▶ Aim of the task: Which of the lines below contain the string "chuckha"? Copy each one.

▶ Input data:
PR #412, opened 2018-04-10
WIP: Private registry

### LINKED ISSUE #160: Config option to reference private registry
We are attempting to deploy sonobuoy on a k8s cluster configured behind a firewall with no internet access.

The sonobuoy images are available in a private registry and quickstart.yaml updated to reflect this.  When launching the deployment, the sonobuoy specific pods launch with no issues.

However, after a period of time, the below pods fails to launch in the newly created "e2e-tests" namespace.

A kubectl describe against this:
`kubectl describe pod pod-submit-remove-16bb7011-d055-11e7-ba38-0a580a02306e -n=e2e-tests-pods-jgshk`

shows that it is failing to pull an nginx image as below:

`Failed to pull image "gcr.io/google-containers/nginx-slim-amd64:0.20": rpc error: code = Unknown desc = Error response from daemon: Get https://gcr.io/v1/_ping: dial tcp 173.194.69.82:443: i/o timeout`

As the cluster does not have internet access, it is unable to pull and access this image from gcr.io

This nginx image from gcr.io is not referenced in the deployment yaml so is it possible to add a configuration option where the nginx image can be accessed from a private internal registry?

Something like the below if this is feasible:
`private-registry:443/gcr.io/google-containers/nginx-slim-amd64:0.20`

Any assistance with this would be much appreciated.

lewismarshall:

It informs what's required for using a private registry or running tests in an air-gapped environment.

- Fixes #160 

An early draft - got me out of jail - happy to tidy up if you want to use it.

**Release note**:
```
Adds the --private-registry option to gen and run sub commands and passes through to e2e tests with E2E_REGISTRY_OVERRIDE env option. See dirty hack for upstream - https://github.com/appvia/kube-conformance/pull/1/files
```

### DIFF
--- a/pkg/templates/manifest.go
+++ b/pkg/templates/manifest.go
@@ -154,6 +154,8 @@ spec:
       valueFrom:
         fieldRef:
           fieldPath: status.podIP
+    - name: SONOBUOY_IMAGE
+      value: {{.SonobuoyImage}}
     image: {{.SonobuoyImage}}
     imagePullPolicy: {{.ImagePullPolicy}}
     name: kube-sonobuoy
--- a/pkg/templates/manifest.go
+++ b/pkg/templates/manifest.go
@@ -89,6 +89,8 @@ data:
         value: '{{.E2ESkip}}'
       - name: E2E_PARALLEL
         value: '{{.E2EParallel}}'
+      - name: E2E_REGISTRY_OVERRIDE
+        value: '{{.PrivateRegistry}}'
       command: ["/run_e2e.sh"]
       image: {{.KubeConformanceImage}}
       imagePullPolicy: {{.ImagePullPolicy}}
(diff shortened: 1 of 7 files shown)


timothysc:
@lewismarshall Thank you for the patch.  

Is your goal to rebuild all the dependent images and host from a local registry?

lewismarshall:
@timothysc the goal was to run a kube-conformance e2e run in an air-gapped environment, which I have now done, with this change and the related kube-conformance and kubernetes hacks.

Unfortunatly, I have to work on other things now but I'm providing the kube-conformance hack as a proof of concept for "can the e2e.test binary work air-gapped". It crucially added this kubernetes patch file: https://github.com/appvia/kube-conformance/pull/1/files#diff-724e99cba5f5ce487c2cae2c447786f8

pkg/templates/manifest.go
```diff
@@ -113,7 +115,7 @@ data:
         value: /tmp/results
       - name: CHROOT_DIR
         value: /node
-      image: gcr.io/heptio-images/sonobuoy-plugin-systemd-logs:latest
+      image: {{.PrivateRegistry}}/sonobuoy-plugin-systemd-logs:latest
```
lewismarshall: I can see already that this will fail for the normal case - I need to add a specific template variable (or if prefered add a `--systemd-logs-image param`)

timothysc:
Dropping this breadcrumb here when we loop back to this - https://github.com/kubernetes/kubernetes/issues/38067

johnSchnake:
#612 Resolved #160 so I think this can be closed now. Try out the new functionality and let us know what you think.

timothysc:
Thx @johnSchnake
...
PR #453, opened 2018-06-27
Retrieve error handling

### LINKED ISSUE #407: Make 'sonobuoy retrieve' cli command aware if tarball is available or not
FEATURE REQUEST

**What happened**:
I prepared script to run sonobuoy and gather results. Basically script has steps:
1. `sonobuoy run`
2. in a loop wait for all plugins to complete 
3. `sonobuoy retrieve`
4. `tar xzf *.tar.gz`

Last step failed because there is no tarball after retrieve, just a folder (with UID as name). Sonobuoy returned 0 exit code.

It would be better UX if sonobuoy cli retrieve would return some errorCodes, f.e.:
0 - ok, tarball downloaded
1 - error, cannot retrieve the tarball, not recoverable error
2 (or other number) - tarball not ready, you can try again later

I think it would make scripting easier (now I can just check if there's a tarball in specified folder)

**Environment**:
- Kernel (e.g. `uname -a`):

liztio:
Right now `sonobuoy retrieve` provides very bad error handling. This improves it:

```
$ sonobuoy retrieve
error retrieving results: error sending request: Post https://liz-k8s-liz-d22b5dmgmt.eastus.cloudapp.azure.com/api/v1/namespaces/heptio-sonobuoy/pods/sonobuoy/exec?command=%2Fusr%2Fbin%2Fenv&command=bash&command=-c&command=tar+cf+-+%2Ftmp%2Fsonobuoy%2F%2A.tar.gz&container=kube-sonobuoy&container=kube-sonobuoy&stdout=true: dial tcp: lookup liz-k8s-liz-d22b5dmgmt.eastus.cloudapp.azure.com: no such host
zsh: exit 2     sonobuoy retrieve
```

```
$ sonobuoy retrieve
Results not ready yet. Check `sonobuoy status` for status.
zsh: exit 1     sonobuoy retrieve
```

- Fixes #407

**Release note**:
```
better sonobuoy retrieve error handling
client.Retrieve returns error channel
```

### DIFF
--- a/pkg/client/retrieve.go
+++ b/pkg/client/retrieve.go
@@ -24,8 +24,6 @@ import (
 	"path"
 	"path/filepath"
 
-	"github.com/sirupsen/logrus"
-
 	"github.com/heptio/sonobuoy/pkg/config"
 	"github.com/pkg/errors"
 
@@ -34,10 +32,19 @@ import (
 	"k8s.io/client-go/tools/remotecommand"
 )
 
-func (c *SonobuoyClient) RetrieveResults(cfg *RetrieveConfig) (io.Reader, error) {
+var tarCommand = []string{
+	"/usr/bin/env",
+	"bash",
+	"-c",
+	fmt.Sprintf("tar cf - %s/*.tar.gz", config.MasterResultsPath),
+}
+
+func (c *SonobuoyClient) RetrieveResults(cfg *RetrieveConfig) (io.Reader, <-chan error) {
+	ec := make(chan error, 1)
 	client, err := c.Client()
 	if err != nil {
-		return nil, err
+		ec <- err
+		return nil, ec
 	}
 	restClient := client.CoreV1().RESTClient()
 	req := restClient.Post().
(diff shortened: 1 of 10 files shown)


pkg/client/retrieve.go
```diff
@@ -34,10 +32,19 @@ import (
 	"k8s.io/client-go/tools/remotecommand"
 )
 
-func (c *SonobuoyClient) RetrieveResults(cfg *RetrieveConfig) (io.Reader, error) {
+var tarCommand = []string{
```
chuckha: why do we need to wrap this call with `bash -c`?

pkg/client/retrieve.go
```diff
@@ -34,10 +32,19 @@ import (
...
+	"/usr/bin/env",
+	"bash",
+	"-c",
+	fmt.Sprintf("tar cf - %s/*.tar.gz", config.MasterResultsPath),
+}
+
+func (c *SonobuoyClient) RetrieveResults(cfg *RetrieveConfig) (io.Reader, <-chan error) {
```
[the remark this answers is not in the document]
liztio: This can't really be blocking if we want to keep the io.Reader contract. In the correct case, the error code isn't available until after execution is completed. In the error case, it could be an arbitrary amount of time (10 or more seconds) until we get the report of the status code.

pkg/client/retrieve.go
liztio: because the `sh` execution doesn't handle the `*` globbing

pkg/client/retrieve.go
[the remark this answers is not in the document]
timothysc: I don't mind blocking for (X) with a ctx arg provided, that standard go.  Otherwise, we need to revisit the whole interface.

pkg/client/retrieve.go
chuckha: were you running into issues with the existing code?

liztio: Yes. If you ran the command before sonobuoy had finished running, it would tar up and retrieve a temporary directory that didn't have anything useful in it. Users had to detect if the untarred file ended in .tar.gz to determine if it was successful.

▶ Exercise result:
chuckha: why do we need to wrap this call with `bash -c`?
chuckha: were you running into issues with the existing code?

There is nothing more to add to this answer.